Defining reactions and mass transfer in part of the Floridan aquifer

Abstract

This paper examines the observed changes in water chemistry down a hydraulic gradient in part of the Floridan aquifer. Through the use of mass balance relationships and mass transfer calculations several reactions are derived that simulate the observed water chemistry. The calculation of σ13C and 14C activity implied by these reactions limits the number of possible reactions and leads to the following conclusions. The waters of the recharge area near Polk City have an average age of 3200 yr and have formed by congruent solution of dolomite and calcite. Although the calculated isotopic composition of CO2 entering the groundwater, σ13C = −22.5, is near that measured for soil gas CO2 in the vicinity of the recharge area (Rightmire and Hanshaw, 1973(, the mechanism)s) by which soil CO2 enters the saturated zone is not well defined.

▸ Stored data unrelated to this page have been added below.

PR #721, opened 2022-06-04
feat: setup devtools and remove debug component

meteorlxy:
image
image


src/client/app/index.ts
```diff
@@ -80,6 +74,11 @@ export function createApp() {
     })
   }
 
+  // setup devtools in dev mode
+  if (import.meta.env.DEV) {
+    setupDevtools(app, router, data)
```
antfu, line 79: I think this API is better to be dynamically imported for better code-splitting and tree-shaking in production.

meteorlxy: I've tested and the tree-shaking seems to work properly.

antfu: But the side-effect from `./devtools` will remain (if any). Even if there aren't any currently, it's still better to split it into another chunk to prevent leaking side effects from future changes.

kiaking: OK, so adding `__VUE_PROD_DEVTOOLS__` will also strip off `import` statement from the production build as well...? 👀  If so, then we're ready to merge this sweet PR right?

meteorlxy: > OK, so adding `__VUE_PROD_DEVTOOLS__` will also strip off `import` statement from the production build as well...? 👀 If so, then we're ready to merge this sweet PR right?

Oh, it's another thing,  `__VUE_PROD_DEVTOOLS__` is used by vue core, and pre-defined by vite plugin-vue.

In fact, I think the `import.meta.env.DEV` has already stripped it from prod build. I'm not quite sure about what's "the side-effect from `./devtools`" said by @antfu  😢

meteorlxy: In fact, other tools like vue-router does not use dynamic import, neither (although it is packaged by rollup):

https://github.com/vuejs/router/blob/047851299c4c438cc977f6d5d7da455eb69195db/src/router.ts#L1233-L1235

kiaking: Side effect means that even the `if` condition is stripped away if `import { setupDevtools } from './devtools'` is kept, then anything that fire within that `devtools.ts` file will still be included in the build.

So if `devtools.ts` contains some side effect like loading custom css, then it will be loaded even we don't call `setupDevtools` function 👀 

We could check this by simply adding `console.log('Something')` in `devtools.ts` and see  if it gets logged. If yes, then it means the file is still imported I think.

meteorlxy: Yes, I know what is side-effect 👍 , but I'm not quite sure why this file might introduce any side-effects. I had checked the dist file by searching the keyword `org.vuejs.vitepress` (I think it could identify the file, just like your console.log way 😃 ) and confirmed it has been entirely stripped.

antfu: > Stripping off the import statement should be the default behavior of rollup/vite in most cases (I think so).

Only when the module does NOT contain side-effects. You might want to 

```ts
import 'some-polyfill'
```

This won't be stripped away even tho it imports nothing.

> I had checked the dist file by searching the keyword org.vuejs.vitepress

Down the hydraulic gradient from the vicinity of Polk City, isotopically light dolomites (σ13C = − 3.9 to − 1.5‰) and gypsum dissolve. All reactions south of Polk City are incongruent to a low‐magnesium calcite. The reaction path between Polk City and Fort Meade is partially open to CO2, presumably soil zone CO2. Further south between Fort Meade and Wauchula the Floridan aquifer becomes essentially closed to CO2. Beyond Wauchula to Arcadia, oxidation of lignite via sulfate reduction adds additional carbon to the water composition. 14C ages, corrected for the derived mass transfer reactions, are slightly younger than was previously recognized owing to consideration of incongruent dissolution. The age of Arcadia water (at the farthest point down the gradient) is estimated to be 36,000 yr B.P. Flow velocities derived from 14C ages are in reasonable agreement with flow velocities estimated from hydrologie considerations. The corrected 14C ages and derived mass transfer reaction coefficients allow estimation of apparent rates of reaction in central Florida from field data. The results of this study point to a complex diagenetic history in central Florida in which the position of the freshwater‐saltwater interface appears to determine whether dolomite is a reactant or product mineral.